C’est également dans cette perspective que le candidat de gauche souhaite la nationalisation des sociétés concessionnaires d’autoroutes, préférant que les péages et les 3 milliards de dividendes annuels financent l’écologisation des transports en commun, la généralisation de la voiture électrique, le retour des petites lignes de train ou le ferroutage. On peut néanmoins s’interroger sur la pertinence d’une telle mesure au regard de son coût, estimé entre 40 et 50 milliards d’euros. Une masse d’argent public qui serait sans doute mieux utilisée dans d’autres domaines où la présence de l’État est beaucoup plus utile et plus urgente d’autant que les contrats de concession arriveront à leur terme à partir de 2031 et que les autoroutes ne cessent de demeurer la propriété de l’État.
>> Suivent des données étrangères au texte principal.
Issue #634, opened 2021-08-23
Create "app add" API endpoint


jpellizzari:
We will want to add an application via the UI, so therefore we need an API route to add an app. Users may also want to consume the endpoint to add applications programatically.

Acceptance Critera:
* Receive a POST with the necessary JSON fields filled out
* Validates that all necessary fields are present
* Adds the application to the cluster
* Extract a token from the request context for use with the AuthService
* Add BOTH unit tests and integration tests (test with actual the actual HTTP client all the way through to the `testenv` cluster)

PR #788, opened 2021-09-21
Simplify apputils app service creation

jpellizzari:
I did some of this work as part of #634, but it made sense to pull it into a separate PR. This tries to flatten the calls in `apputils` a little bit.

De plus, si l’on veut, comme le souhaite Arnaud Montebourg, que la réindustrialisation concerne tous les territoires, il faut y réfléchir à deux fois avant de casser l’équilibre actuel qui permet de desservir ces territoires grâce à un réseau autoroutier exceptionnel. On remarquera d’ailleurs que cette mesure de renationalisation des concessions d’autoroutes figure également dans le programme de Marine Le Pen. Arnaud Montebourg a tout intérêt à ne pas tomber dans ce type de travers ou de facilités de raisonnement qui pourraient faire penser à un programme hors-sol, voire même proche de celui du Rassemblement national.  Un moyen d’éviter ainsi de stériles polémiques comme sur le blocage proposé trop hâtivement de transferts d’argent des immigrés pour faire pression sur les pays qui refusent de reprendre leurs ressortissants expulsés de France.

Le réseau autoroutier reste indispensable pour redonner à nos régions rurales, aux territoires délaissés et aux petites communes oubliées « la force économique qu’elles ont perdue et la reconnaissance politique qui leur manque », comme le souhaite Arnaud Montebourg. Celui-ci veut également proposer aux Français qui veulent vivre et travailler hors des métropoles, de réaliser leur rêve grâce à un « programme de retour à la terre ». Il s’agit de racheter et de donner des biens immobiliers vacants de très faible valeur aux Français qui ne sont pas propriétaires et qui s’engagent à les remettre en état et à les habiter durablement. Une remontada des territoires qui passe également par la fin des déserts médicaux et le retour des services publics.

Les chantiers sont gigantesques et complexes, mais peuvent être menés parfaitement avec une nouvelle équipe au pouvoir désireuse de placer les Français et leurs principales préoccupations au cœur de l’action politique.